SCALe v. 3: Automated Classification and Advanced Prioritization of Static Analysis Alerts
This post was co-authored by Ebonie McNeil.
Static analysis tools analyze code without executing it, to identify potential flaws in source code. These tools produce a large number of alerts with high false-positive rates that an engineer must painstakingly examine to find legitimate flaws. As described in Lori's first blog post on this topic, we in the SEI's CERT Division have developed the SCALe (Source Code Analysis Laboratory) tool since 2010 as part of our research on new ways to help analysts be more efficient and effective at auditing static analysis alerts.
We develop the SCALe tool with new features to enable research, for instance to gather metrics on the effect of the new features or to enable SCALe audit archives to have higher quality data and develop better automated alert classifiers.
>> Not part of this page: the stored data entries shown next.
PR #1008, opened 2017-02-15
Partial rewrite of volumecontrol.js

Gadgetoid:
This is an ongoing partial rewrite of volumecontrol.js to try and reduce code duplication and make it more explicit about what's expected of the `alsavolume` method.

It's a *work in progress*, and this PR is to increase visibility on that work and invite suggestions, comments and criticism- I don't expect it to be merged!

I would like to eliminate some of the global state contained within this code, and perhaps we could add support for getting config params explicitly as numbers, with a default value fallback. For example:

```
volumesteps = this.commandRouter.executeOnPlugin('audio_interface', 'alsa_controller', 'getConfigParamAsNumber', 'volumesteps',10);
```

I'd like, also, to expand this plugin with the ability to periodically sync volume from alsamixer to the front-end- to stay in step with any processes that might adjust the volume behind the scenes.


volumio:
Very very well done. Doing some tests before merge

volumio:
Great work, its much faster now, exactly what we needed. There are a couple of things to fix, but very encouraging work, thanks

Gadgetoid:
You're welcome- it was a rather tentative PR since I'm not exactly a NodeJS wizard, but I thought it could use some tweaks. Thanks for the positive feedback!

In August 2018 we released a version of SCALe (version 2) to the public (open source via Github). This blog post describes new features and capabilities we have added in our ongoing development of SCALe.
Lori Flynn is the principal investigator leading research on static analysis alert classification and advanced alert prioritization from late 2015 through the present, and her research project teams have done almost all the SCALe development during that time. Co-author Ebonie McNeil has been involved with this research since December 2017, and has made significant contributions to the development of SCALe. SCALe developers on Lori's research project teams since late 2015 also include David Svoboda, William Snavely, Derek Leung, Jiyeon Lee, Lucas Bengston, Jennifer Burns, Christine Baek, Baptiste Vauthy, Shirley Zhou, Maria Rodriguez De La Cruz, and Elliot Toy.
The latest release of the SCALe tool is version 3.0, which is currently a non-public research prototype that we share only with collaborators. In this release, we have added many features and fields to provide automated classification and advanced prioritization of static analysis alerts. We describe these enhancements in this post. We also describe plans to connect this enhanced version of SCALe to an architecture that will provide classification and prioritization of alerts via application programming interface (API) calls. The research project team is developing a prototype that instantiates the architecture, and we are working to complete the prototype and integrate it with latest version of SCALe.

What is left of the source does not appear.